All data is replicated in at least 3 AZs (except for S3 One Zone-IA).
What is S3 Transfer Acceleration? When would you choose this?
It’s a way to move data faster over long distances. It uses CloudFront global edge locations with a distinct URL (…s3-accelerate…). Once it’s uploaded, it is automatically routed to S3 using an optimized network path (AWS backbone network).
You only get charged if there is a performance improvement. Enabled at the bucket level.
Good for when :
• you have customers worldwide using the same bucket
• you transfer giga- or terabytes of data worldwide
⭐️ What is S3 multipart upload? When would you want to do this?
This is a way to break large objects up into manageable parts. Once they are uploaded, S3 reassembles the object. You can’t do this with the console. Recommended for files > 100 MB. Required if > 5 GB.
Use for:
• Improved throughput: You can upload parts in parallel to improve throughput.

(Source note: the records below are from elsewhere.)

PR #202, opened 2022-06-13
Add some notes and examples to the MacOS build instructions.

srherbener:
This PR includes some additional information based on trying out the MacOS build instructions on my iMac platform.

### DIFF
--- a/doc/source/Platforms.rst
+++ b/doc/source/Platforms.rst
@@ -342,7 +342,6 @@ This instructions are meant to be a reference that users can follow to set up th
    brew install python
    brew install git
    brew install git-lfs
-   brew install git-flow-avh
    brew install lmod
    brew install wget
    brew install bash
--- a/doc/source/Platforms.rst
+++ b/doc/source/Platforms.rst
@@ -350,27 +350,25 @@ This instructions are meant to be a reference that users can follow to set up th
    brew install cmake
    brew install openssl
    # Note - need to pin to version 5
-   brew install qt@5.15.3
+   brew install qt@5
 
-.. warning::
-  The :code:`brew install qt@5.15.3` command may not successfully run, in which case you can try :code:`brew install qt@5` instead.
+4. Configure your terminal to use the homebrew installed bash
 
-.. note::
   After installing bash with homebrew, you need to change your terminal application's default command to use :code:`/usr/local/bin/bash`.
   For example with iterm2, you can click on the :code:`preferences` item in the :code:`iTerm2` menu.
   Then click on the :code:`Profiles` tab and enter :code:`/usr/local/bin/bash` in the :code:`Command` box.
   This is done to avoid issues with the MacOS System Integrity Protection (SIP) mechanism when running bash scripts.
   See https://support.apple.com/en-us/HT204899 for more details about SIP.
 
-4. Activate the ``lua`` module environment
+5. Activate the ``lua`` module environment
 
 .. code-block:: console
 
    source /usr/local/opt/lmod/init/profile
 
-5. Install xquartz using the provided binary at https://www.xquartz.org. This is required for forwarding of remote X displays, and for displaying the ``ecflow`` GUI, amongst others.
+6. Install xquartz using the provided binary at https://www.xquartz.org. This is required for forwarding of remote X displays, and for displaying the ``ecflow`` GUI, amongst others.
 
-6. Temporary workaround for pip installs in spack (see https://github.com/spack/spack/issues/29308). Make sure that ``python3`` points to the Homebrew version.
+7. Temporary workaround for pip installs in spack (see https://github.com/spack/spack/issues/29308). Make sure that ``python3`` points to the Homebrew version.
 
 .. code-block:: console
 
@@ -378,7 +376,7 @@ This instructions are meant to be a reference that users can follow to set up th
    # test - successful if no output
    python3 -c "import poetry"
 
-7. Optional: Install MacTeX if planning to build the ``jedi-tools`` environment with LaTeX/PDF support
+8. Optional: Install MacTeX if planning to build the ``jedi-tools`` environment with LaTeX/PDF support
 
    If the ``jedi-tools`` application is built with variant ``+latex`` to enable building LaTeX/PDF documentation, install MacTeX 
    `MacTeX  <https://www.tug.org/mactex>`_ and configure your shell to have it in the search path, for example:
@@ -399,10 +397,6 @@ Remember to activate the ``lua`` module environment and have MacTeX in your sear
 .. code-block:: console
 
    spack stack create env --site macos.default [--template jedi-ufs-all] --name jedi-ufs.mymacos
-
-.. note::
-  It is advisable to use the :code:`--template jedi-ufs-all` option on the :code:`spack stack create env` command above.
-  This will add a number of specs to your :code:`envs/jedi-ufs.mymacos/spack.yaml` file, of which you can delete the ones you don't need.
 
 2. Temporarily set environment variable ``SPACK_SYSTEM_CONFIG_PATH`` to modify site config files in ``envs/jedi-ufs.mymacos/site``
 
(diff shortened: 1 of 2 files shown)


doc/source/Platforms.rst
```diff
@@ -351,6 +352,16 @@ This instructions are meant to be a reference that users can follow to set up th
    # Note - need to pin to version 5
    brew install qt@5.15.3
 
+.. warning::
```
climbfuji, line 355: Should we just say `brew install qt@5` instead?

climbfuji: Should we just say `brew install qt@5` instead in line 353?

doc/source/Platforms.rst
```diff
@@ -351,6 +352,16 @@ This instructions are meant to be a reference that users can follow to set up th
...
+  The :code:`brew install qt@5.15.3` command may not successfully run, in which case you can try :code:`brew install qt@5` instead.
+
+.. note::
```
climbfuji: Let's make this item 4. and update the numbers on all the following items?

srherbener:
@kgerheiser I am a software engineer in JCSDA working on @climbfuji's JEDI infrastructure team. I am helping test the spack-stack release candidate and want to add a few things to the MacOS instructions that I found during my testing.

doc/source/Platforms.rst
```diff
@@ -389,6 +400,10 @@ Remember to activate the ``lua`` module environment and have MacTeX in your sear
 
    spack stack create env --site macos.default [--template jedi-ufs-all] --name jedi-ufs.mymacos
 
+.. note::
+  It is advisable to use the :code:`--template jedi-ufs-all` option on the :code:`spack stack create env` command above.
```
climbfuji: Hmmm ... spack-stack is not specific to JCSDA or JEDI. Some people may use it to build UFS_UTILS or GSI or just ESMF or whatever else, and never touch any JEDI code. I suggest to add this type of information to our jedi-docs documentation, similar to what I am trying to collect in the working google doc now.

Once the page on `Environments` with package descriptions, templates etc. are updated, it will hopefully become easier to figure out what users can decide to build. It's easier to start with a small setup and add packages later on if needed, I think.

doc/source/Platforms.rst
```diff
@@ -342,6 +342,7 @@ This instructions are meant to be a reference that users can follow to set up th
    brew install python
    brew install git
    brew install git-lfs
+   brew install git-flow-avh
```
kgerheiser: What is that?

doc/source/Platforms.rst
```diff
@@ -351,6 +352,16 @@ This instructions are meant to be a reference that users can follow to set up th
    # Note - need to pin to version 5
    brew install qt@5.15.3
 
+.. warning::
+  The :code:`brew install qt@5.15.3` command may not successfully run, in which case you can try :code:`brew install qt@5` instead.
```
kgerheiser: Would it be better to just say `qt@5` and remove the reference to `qt@5.15.3`?

doc/source/Platforms.rst
```diff
@@ -443,11 +458,25 @@ Remember to activate the ``lua`` module environment and have MacTeX in your sear
...
+  When editing the :code:`envs/jedi-ufs.mymacos/spack.yaml` make sure that under the :code:`specs:` section you enter :code:`openmpi` and at least one of the jedi specs such as :code:`jedi-ufs-env`.
+  Here is an example:
+  
+  .. code-block:: yaml
+  
+    specs:
+        - jedi-ufs-env
+        - openmpi
+  
+  This will ensure that you build a complete stack for building the corresponding JEDI bundles.
```
climbfuji: See above, this repository is not about JEDI in my opinion. Also, the instructions to start with an empty template (or choose another template) and then add specs with `spack add` do the same, but in a `spack` way.

climbfuji (changes requested):

doc/source/Platforms.rst
climbfuji: :-) same thought

doc/source/Platforms.rst
climbfuji: Same question!

doc/source/Platforms.rst
climbfuji: This refers to line 359 ...

doc/source/Platforms.rst
climbfuji: Do we need this package? I don't know what it is doing and I didn't need it to build any of our codes.

If we need it, it needs to be added on all platforms and in the generic Linux instructions, too. If it is not mandatory, then maybe add a separate `code_block`, making it optional and providing a reason why this is good to have (and do the same for Linux)?

doc/source/Platforms.rst
```diff
@@ -456,6 +485,15 @@ Remember to activate the ``lua`` module environment and have MacTeX in your sear
    spack concretize
    spack install [--verbose] [--fail-fast]
 
+.. note::
```
climbfuji: I think this could be a general statement that could go in the quickstart section istead of the macOS specific instructions?

climbfuji: Definitely good to have and to recommend to users and developers!

doc/source/Platforms.rst
srherbener: This is the git flow package that we have been using for several years. This add macros to git that help manage the "git flow" methodology: https://nvie.com/posts/a-successful-git-branching-model/

doc/source/Platforms.rst
srherbener: Yes, I agree. Thanks for the suggestion (both of you).

srherbener:
Sorry, I just noticed that I have to go now. Thank you both for the reviews. I'll finish up my changes tomorrow and push them to github.

doc/source/Platforms.rst
srherbener: Made this change.

doc/source/Platforms.rst
srherbener: Made this change.

doc/source/Platforms.rst
srherbener: Thanks for the feedback. I was not thinking of the broader scope of spack-stack, and I think it makes sense to keep JEDI specific information out of the spack-stack documentation. I've removed this note.

doc/source/Platforms.rst
srherbener: I removed this note.

doc/source/Platforms.rst
srherbener: I moved this to the Quickstart section.

doc/source/Platforms.rst
srherbener: git-flow-avh is handy for managing feature branches and PRs for developers, and as you say is not necessary for building the code. We recommend it in the JEDI ReadTheDocs documentation and use the "git flow" commands in many tutorial examples including advocating it in our JEDI Academies.

I can see the point that adding the git-flow-avh package to the list of homebrew installs is introducing a JEDI specific need in the broader scope documentation. Plus you don't need it for doing the build.

However, the use of "git flow" perhaps goes beyond JEDI. The very next thing many people will want to do after running the build (if git-flow-avh is not mentioned here) will be to install git-flow-avh and start using it.

I'm leaning toward removing git-flow-avh from this list, and leaving it up to the different groups using spack-stack to advocate (or not advocate) for it.

What do you think?

climbfuji: I concur. We can always keep the recommendation in the JEDI docs. But I am also interested in learning more about it.

climbfuji (commented):
Let's remove the git-flow package from this PR and then it is good to go.

srherbener:
> Let's remove the git-flow package from this PR and then it is good to go.

Done!

kgerheiser (approved):

climbfuji (approved):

• Quick recovery from any network issues: Smaller part sizes minimize the impact of restarting a failed upload due to a network error.
• Pausing and resuming object uploads: You can upload object parts over time. When you have initiated a multipart upload, there is no expiration. You must explicitly complete or cancel the multipart upload.
• Beginning an upload before you know the final object size: You can upload an object as you are creating it.
• Uploading large objects: Using the multipart upload API, you can upload large objects, up to 5 TB.
What are S3 Access Points?
Named network endpoints that you can use to perform S3 object operations, such as GetObject and PutObject.
They each have their own policy for permissions and network controls.
These only work for objects, not S3 operations like modifying buckets.
What is Object Lambda?
You add your own code to process data from a GET request Access Point.
E.g. convert data format (XML to JSON), resize images, augment data with another service, etc.